» **WHAT TO DO**:
Your output should be the lines of the entries below, exactly, from the first one through the line that holds "--- a/packages/core/src/code-evaluation/rebuildGeometry.js".
--*--
PR #928, opened 2021-10-04
change default serialize to false

hrgdavor:
### All Submissions:

CLI already has serialize:false and now that web renderer has support for matrix transform same default can be used for web.

### DIFF
--- a/packages/core/src/code-evaluation/rebuildGeometry.js
+++ b/packages/core/src/code-evaluation/rebuildGeometry.js
@@ -29,7 +29,7 @@ const rebuildSolids = (data, callback) => {
   const defaults = {
     mainPath: '',
     vtreeMode: false,
-    serialize: true,
+    serialize: false,
     lookup: null,
     lookupCounts: null,
     parameterValues: {}


z3dev:
@hrgdavor this change if fine, and i verified that the serialize of geometries no longer takes place. 👍 

however, i found an issue with some rendering, which occurs when the geometry is scaled. here's a simple example.

```
const { cube, sphere, circle, square, arc } = require('@jscad/modeling').primitives
const { scale, translate } = require('@jscad/modeling').transforms
const { colorize } = require('@jscad/modeling').colors

const main = () => {
  let obs = cube()
  obs = scale([10, 10, 10], obs)
  return obs
}
module.exports = {main}
```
--*--
» **RESPONSE**:
PR #928, opened 2021-10-04
change default serialize to false

hrgdavor:
### All Submissions:

CLI already has serialize:false and now that web renderer has support for matrix transform same default can be used for web.

### DIFF
--- a/packages/core/src/code-evaluation/rebuildGeometry.js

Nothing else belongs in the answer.